THE USE OF PRECONDITIONING FOR TRAINING SUPPORT VECTOR MACHINES

Diploma

ABSTRACT

Since the introduction of support vector machines (SVMs), much work has been done to make these machines more efficient in classification. In our work, we incorporated the preconditioned conjugate gradient method (PCG) with an adaptive constraint reduction method developed in 2007 [8, 9] to improve the efficiency of training the SVM when using an Interior-Point Method. As in [8, 9], we reduced the computational effort in assembling the matrix of normal equations by excluding unnecessary constraints. By using PCG and refactoring the preconditioner only when necessary, we also reduced the time to solve the system of normal equations. We also compared two methods to update the preconditioner. Both methods consider the two most recent diagonal matrices in the normal equations. The first method chooses the indices to be updated based on the difference between the diagonal elements while the second method chooses based on the ratio of these elements.

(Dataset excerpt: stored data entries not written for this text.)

PR #2546, opened 2020-11-24
EBP: Make buttons for image preview box visible

SammyIsConfused:
##### Checklist

- [x] the [contributor license agreement][] is signed
- [x] commit message follows [commit guidelines][]
- [x] screenshots are included showing significant UI changes

##### Description of change
For the Image Preview box, the close button and the left and right buttons were not visible. This is because they were referring to a fancybox link that is no longer accessible in EBP.  This PR replaces them with icons from Material Design, Close, ChevronLeft and ChevronRight. 
Before: 
image
After:
image

[contributor license agreement]: https://www.apereo.org/node/676
[commit guidelines]: https://chris.beams.io/posts/git-commit/

PR #2569, opened 2020-11-30
EBP Bugfix: Stop arrows from appearing on dialogs that don't use them

SammyIsConfused:
##### Checklist

##### Description of change
#2546 brought in a bug in which various fancybox dialogs that did not use arrows would start showing them. This is because in places where fancybox doesn't specifically set "display:none" inline it gets overridden by "display:flex" in legacy.scss. Thankfully, when the arrows are required "display:flex" is set inline to the tag by fancybox so we don't need to set it directly. 
Before: 
image
After:
image


edalex-ian (approved):
LGTM. :+1:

Promising numerical results for dense matrix problems are reported.

Introduction

A support vector machine (SVM) is a tool used to classify patterns. Several patterns with associated predetermined classification labels (positive or negative) are given as input. A SVM is trained by finding a hyperplane that separates the two classes of patterns. Once the training procedure is complete, the machine can be used to classify future patterns. A pattern is labeled as positive or negative depending on which side of the hyperplane it lies on. If there is a hyperplane that separates the positive patterns from the negative patterns, then the separating hyperplane can be found by solving a convex quadratic program (CQP).
Our work uses the Interior-Point Method (IPM) with adaptive constraint reduction developed in [8, 9] to find the hyperplane. During the reduction process, patterns that are farthest from the separating hyperplane are eliminated since they have no effect on training the SVM. We assume our problem can be modeled as a CQP and use primal-dual interior-point methods to find the best separating hyperplane. Our contribution is to use the preconditioned conjugate gradient method (PCG) to solve the normal equations problem at each step of the IPM. PCG solves a system of linear equations by using a preconditioner matrix that is chosen such that convergence to the “true” solution is rapid. The matrix of the normal equations is symmetric and positive definite. These equations are very useful because they determine our IPM step but involve fewer variables, which reduces the complexity of the computation. For PCG, we tested several preconditioners and found that using the Cholesky factorization of a previous normal equations matrix as a preconditioner significantly reduced computational time. We also applied a low-rank update to the preconditioner to try to improve efficiency.